[DATA EXTRACTS — start]

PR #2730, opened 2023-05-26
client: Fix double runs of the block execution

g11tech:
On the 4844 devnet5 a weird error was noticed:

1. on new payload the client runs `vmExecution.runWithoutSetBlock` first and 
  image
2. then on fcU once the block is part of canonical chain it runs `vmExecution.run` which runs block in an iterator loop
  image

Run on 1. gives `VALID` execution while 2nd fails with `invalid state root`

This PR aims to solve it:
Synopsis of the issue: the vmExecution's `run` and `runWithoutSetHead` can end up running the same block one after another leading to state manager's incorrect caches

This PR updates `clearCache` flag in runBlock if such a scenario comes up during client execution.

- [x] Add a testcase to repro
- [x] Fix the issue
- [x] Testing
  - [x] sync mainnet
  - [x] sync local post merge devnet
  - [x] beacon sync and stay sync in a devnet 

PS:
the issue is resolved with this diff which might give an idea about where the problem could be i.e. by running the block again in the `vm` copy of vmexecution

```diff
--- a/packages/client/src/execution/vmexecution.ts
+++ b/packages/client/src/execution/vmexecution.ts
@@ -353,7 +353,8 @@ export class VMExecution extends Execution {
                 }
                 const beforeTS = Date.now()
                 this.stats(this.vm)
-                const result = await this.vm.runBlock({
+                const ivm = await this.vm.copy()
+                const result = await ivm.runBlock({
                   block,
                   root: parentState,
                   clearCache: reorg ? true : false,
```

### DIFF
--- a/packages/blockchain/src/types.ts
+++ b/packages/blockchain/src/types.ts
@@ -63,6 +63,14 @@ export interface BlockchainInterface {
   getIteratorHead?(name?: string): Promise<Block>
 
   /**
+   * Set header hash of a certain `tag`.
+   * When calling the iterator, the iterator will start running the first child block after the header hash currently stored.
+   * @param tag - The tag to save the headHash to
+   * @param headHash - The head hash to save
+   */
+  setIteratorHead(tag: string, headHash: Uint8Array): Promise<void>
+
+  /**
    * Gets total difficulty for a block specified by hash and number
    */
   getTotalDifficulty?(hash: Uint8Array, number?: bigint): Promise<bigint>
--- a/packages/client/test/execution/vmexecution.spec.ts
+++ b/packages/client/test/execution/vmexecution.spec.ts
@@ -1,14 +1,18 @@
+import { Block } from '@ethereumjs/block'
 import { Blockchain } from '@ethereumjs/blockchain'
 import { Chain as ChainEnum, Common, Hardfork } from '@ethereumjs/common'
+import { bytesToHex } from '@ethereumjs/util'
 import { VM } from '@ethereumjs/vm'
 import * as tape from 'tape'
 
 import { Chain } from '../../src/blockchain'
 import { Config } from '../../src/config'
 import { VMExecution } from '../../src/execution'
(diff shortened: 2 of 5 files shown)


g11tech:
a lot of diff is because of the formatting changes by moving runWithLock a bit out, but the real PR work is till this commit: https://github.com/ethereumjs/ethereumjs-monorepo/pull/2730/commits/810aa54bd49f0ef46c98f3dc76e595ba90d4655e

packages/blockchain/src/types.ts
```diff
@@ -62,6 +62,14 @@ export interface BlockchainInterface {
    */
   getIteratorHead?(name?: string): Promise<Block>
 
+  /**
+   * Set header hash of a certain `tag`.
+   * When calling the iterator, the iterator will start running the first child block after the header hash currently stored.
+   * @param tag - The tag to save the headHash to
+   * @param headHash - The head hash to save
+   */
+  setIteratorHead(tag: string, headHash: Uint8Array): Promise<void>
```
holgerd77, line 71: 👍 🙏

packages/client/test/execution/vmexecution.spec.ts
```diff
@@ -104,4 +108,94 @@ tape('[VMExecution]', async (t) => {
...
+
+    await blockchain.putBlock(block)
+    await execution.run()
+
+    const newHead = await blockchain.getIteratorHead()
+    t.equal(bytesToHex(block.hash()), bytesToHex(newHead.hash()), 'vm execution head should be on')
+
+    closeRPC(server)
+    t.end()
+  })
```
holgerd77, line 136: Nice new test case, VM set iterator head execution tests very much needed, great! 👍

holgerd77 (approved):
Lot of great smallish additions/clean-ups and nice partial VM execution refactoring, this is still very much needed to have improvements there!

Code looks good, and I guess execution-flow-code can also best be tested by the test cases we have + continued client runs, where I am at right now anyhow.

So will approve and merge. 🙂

[DATA EXTRACTS — finish]
[DATA EXTRACTS — start]

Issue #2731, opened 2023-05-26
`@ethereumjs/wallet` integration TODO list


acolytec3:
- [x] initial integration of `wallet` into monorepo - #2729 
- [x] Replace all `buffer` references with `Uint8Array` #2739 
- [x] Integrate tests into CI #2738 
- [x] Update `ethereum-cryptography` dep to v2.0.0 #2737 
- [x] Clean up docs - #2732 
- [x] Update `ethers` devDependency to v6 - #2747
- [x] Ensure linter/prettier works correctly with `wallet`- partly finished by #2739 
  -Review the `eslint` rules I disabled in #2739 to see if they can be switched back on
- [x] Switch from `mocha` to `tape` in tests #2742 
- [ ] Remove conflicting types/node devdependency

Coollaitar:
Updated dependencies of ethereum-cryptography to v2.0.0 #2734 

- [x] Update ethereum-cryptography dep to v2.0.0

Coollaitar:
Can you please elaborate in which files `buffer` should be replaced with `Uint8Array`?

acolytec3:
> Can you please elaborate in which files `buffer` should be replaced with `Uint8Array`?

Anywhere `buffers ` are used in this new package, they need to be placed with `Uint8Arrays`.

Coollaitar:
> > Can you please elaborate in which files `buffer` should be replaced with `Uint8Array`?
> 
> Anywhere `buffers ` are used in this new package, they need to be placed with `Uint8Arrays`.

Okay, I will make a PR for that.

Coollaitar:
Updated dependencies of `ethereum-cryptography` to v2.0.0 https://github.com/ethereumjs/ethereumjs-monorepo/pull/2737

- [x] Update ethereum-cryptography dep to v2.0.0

[DATA EXTRACTS — finish]
[DATA EXTRACTS — start]

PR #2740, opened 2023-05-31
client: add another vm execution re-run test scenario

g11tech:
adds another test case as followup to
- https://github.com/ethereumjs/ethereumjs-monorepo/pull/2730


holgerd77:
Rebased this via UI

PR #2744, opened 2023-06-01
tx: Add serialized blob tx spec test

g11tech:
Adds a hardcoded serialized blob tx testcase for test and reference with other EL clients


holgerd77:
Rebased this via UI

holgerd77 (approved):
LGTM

[DATA EXTRACTS — finish]

▸ **WHAT YOU ARE ASKED TO DO**
Tell how many lines in the listing include the string "have", and write nothing but that number.

▸ **OUTPUT OF THE TASK**
2